Leopardi: biografia

Giacomo Leopardi nasce il 29 giugno 1798, a Recanati (territorio dello Stato Pontificio) da una famiglia nobile, ma in decadenza economica.
In un clima di grande solitudine affettiva, Giacomo inizia un periodo di “studio matto e disperatissimo” nella ricca biblioteca del padre dove acquisisce un’erudizione enciclopedica, legge appassionatamente autori greci, latini e italiani. Lo studio però gli devasta il fisico: si ammala di scoliosi e soffre di frequenti febbri.
Nel 1816 avviene quella che Leopardi stesso chiamerà la sua “conversione letteraria”, ovvero il passaggio dall’erudizione, a cui si è dedicato fino ad allora, al “bello” della poesia. In quell’anno legge l’articolo di Madame de Stael, la scrittrice francese che invitava polemicamente gli scrittori italiani ad aprirsi alla nuova tendenza romantica e il diciottenne Leopardi rispose inviando alla rivista due Lettere(che non vennero però pubblicate), in cui affermava di rifiutare la nuova poetica.

Successivamente inizia a scambiare amichevoli lettere con Pietro Giordani, direttore di quella rivista e anch’egli sostenitore del Classicismo contro le nuove idee romantiche che andavano diffondendosi. Nel 1817 Leopardi dà inizio alla compilazione del quaderno dello Zibaldone, una raccolta di appunti filosofici e letterari e, sempre in questo periodo s’innamora della cugina Gertrude Cassi.
Nel 1818 matura la sua seconda “conversione”, quella politica dove abbandona l’ideologia conservatrice e reazionaria del padre e abbraccia l’ideale patriottico dell’Italia. Leopardi soffre sempre più per gli scontri con il padre e per la mancanza d’affetto della madre, così compie un breve viaggio a Macerate, accompagnato dall’amico Giordani e, nello stesso anno scrive il Discorso di un italiano intorno alla poesia romantica, in cui ribadisce la sua preferenza per il Classicismo. Nel 1819 avviene la sua terza “conversione”, quella filosofica (il cosiddetto “passaggio dal bello al vero”): Leopardi scopre il “solido nulla”; abbandona la fede religiosa molto forte nei genitori e professa l’ateismo e il materialismo.

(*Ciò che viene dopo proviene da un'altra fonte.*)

PR #469, opened 2026-08-20
Fix SV_Target case mismatch and stale prose in shader modules chapter

### LINKED ISSUE #112: Lesson 9, I like to whine
This bit of text is odd:

> The built-in annotation SV_Position functions as the output. Within the VertexOutput struct. Something worth mentioning if you’re familiar with other shading languages like GLSL or HLSL, there are no instructions for bindings.

Is this three sentences or two?

Not an error but a suggestion: stick with Slang throughout as far as compilation goes (you can keep the GLSL files as examples). Trying to reverse-engineer the existing CMakeLists.txt in the `attachments` directory for one's own code is complicated by trying to account for both.

Text says `SV_TARGET`, code says `SV_Target`.

There's a mention of `location` directives, which seems to be a remnant of the original vulkan-tutorial.com version of this lesson that used GLSL fragment shaders.

Also not an error, but there is a paragraph starting with "At the time of writing..." justifying the use of SPIR-V 1.4, which wikipedia says was released 5 years ago.

In this code block:

```
add_slang_shader_target( foo SOURCES ${SHADER_SLANG_SOURCES})
target_add_dependencies(bar PUBLIC foo)
```

It's not clear to me what the second line means. And should it be `target_add_dependencies` or `add_dependencies` which is closer to what's in the sample code's CMakeLists.txt?

Anyway, I had trouble getting the code to compile using the `add_slang_shader_target` function in the tutorial until I added a dummy variable and passed a dummy string to it, because cmake was complaining that I'd defined the keyword "SOURCE" more than once.  Apparently `cmake_parse_arguments` needs at least four arguments and I think if you pass it fewer then it just doubles one of the parameters?  The Cmake documentation says up front that the implementation of `cmake_parse_arguments` is "naive".  Anyway, I had to do this:

```
function(add_slang_shader_target TARGET)
  cmake_parse_arguments("SHADER" "" "SOURCES" "POINTLESS" ${ARGN})
  set(SHADERS_DIR ${CMAKE_CURRENT_BINARY_DIR}/shader)
  set(ENTRY_POINTS -entry vertMain -entry fragMain)
  add_custom_command(
    OUTPUT ${SHADERS_DIR}
    COMMAND ${CMAKE_COMMAND} -E make_directory ${SHADERS_DIR}
  )
  add_custom_command(
    OUTPUT ${SHADERS_DIR}/slang.spv
    COMMAND ${SLANGC_EXECUTABLE} ${SHADER_SOURCES} -target spirv -profile spirv_1_4 -emit-spirv-directly -fvk-use-entrypoint-name ${ENTRY_POINTS} -o slang.spv
    WORKING_DIRECTORY ${SHADERS_DIR}
    DEPENDS ${SHADERS_DIR} ${SHADER_SOURCES}
    COMMENT "Compiling Slang Shaders"
    VERBATIM
  )
  add_custom_target(${TARGET} DEPENDS ${SHADERS_DIR}/slang.spv)
endfunction()
```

Nel novembre 1822 ottiene di soggiornare a Roma, ospite da uno zio, ma la capitale gli suscita una grande delusione, quindi ritorna a Recanati. L’anno successivo scrive le prime venti Operette morali. Nel 1825 parte da Recanati cercando di rendersi economicamente indipendente. Soggiorna a Bologna, poi a Milano e si trattiene per alcuni mesi a Firenze, dove frequenta i letterati cattolico-liberali dell’”antologia” e conosce Alessandro Manzoni. Nel 1828 Leopardi è a Pisa, dove, dopo alcuni anni di silenzio poetico, torna a scrivere versi (A Silvia), poi però, rimasto privo di mezzi economici, è costretto a fare ritorno alla casa paterna di Recanati dove ha un periodo di crisi, ma nonostante questo compone la maggior parte degli altri “grandi idilli”.
Nel 1830, grazie all’aiuto degli amici toscani, riesce a lasciare per sempre il “natio borgo selvaggio” di Recanati e va a Firenze dove s’innamora, ancora una volta non ricambiato, di Fanny Targioni Tozzetti (da lui cantata con lo pseudonimo Aspasia) e stringe amicizia con Antonio Ranieri con cui si trasferisce a Napoli dove, nel 1837 muore per un’improvvisa crisi cardiaca.